DataFrames.jl
DataFrames.jl copied to clipboard
Add "Assigning a named function to a column as its format"
Assigning a named function to a column as its format
I find the following feature from InMemoryDatasets very useful:
- By default, formatted values are used for operations like: displaying, sorting, grouping, joining,...
- Format evaluation is lazy
- Formats don't change the actual values
Please add it to this package, too.
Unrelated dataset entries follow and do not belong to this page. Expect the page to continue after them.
PR #2453, opened 2018-07-23
HHH-12763 - Log which JtaPlatform implementation is used at startup on info level 

vladmihalcea:
https://hibernate.atlassian.net/browse/HHH-12763

### DIFF
--- a/hibernate-core/src/main/java/org/hibernate/engine/transaction/jta/platform/internal/JtaPlatformInitiator.java
+++ b/hibernate-core/src/main/java/org/hibernate/engine/transaction/jta/platform/internal/JtaPlatformInitiator.java
@@ -49,6 +49,7 @@ public class JtaPlatformInitiator implements StandardServiceInitiator<JtaPlatfor
 			platform = getFallbackProvider( configurationValues, registry );
 		}
 
+		LOG.usingJtaPlatform( platform != null ? platform.getClass().getName() : "null" );
 		return platform;
 	}
 
--- a/hibernate-core/src/test/java/org/hibernate/test/tool/schema/JtaPlatformLoggingTest.java
+++ b/hibernate-core/src/test/java/org/hibernate/test/tool/schema/JtaPlatformLoggingTest.java
@@ -1,0 +1,80 @@
+/*
+ * Hibernate, Relational Persistence for Idiomatic Java
+ *
+ * License: GNU Lesser General Public License (LGPL), version 2.1 or later.
+ * See the lgpl.txt file in the root directory or <http://www.gnu.org/licenses/lgpl-2.1.html>.
+ */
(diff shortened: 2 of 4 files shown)


vladmihalcea:
@aepedraza I reworked your PR and changed it to use the Core Logger messages. Also, I wanted to print the implementation class only and not force to retrieve the TM or UT since the Service has just been created, but not initialized.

Usage example: Display a column in hex format.
I considered adding this feature but it would add another level of complication to the API. Could you please add more context about the use cases of format that you want?
Note that custom display formatting is currently meant to be handled by formatters https://ronisbr.github.io/PrettyTables.jl/stable/man/formatters/#Formatters.
Could you please add more context about the use cases of format that you want?
Nice that the formatters of pretty tables might already be solving one part of the problem! But how would you write formatted columns to a .csv file? Easy with InMemoryDatasets:
See: https://ufechner7.github.io/2022/08/07/exporting-formatted-datasets.html
In the moment I have to suggest InMemoryDatasets to my collegues, and I am hesitant to do that because the documentation of DataFrames is much better than the documentation of InMemoryDatasets. But if the package DataFrames does not have the features we need I cannot recommend using it.
For saving your data to CSV file you can do e.g.:
using CSV
function csv_formatter(col, value)
col == 1 && return @sprintf("%12.6f", value)
return ismissing(value) ? "--" : string(n, base=16, pad=2)
end
CSV.write("output.csv", ds, transform=csv_formatter)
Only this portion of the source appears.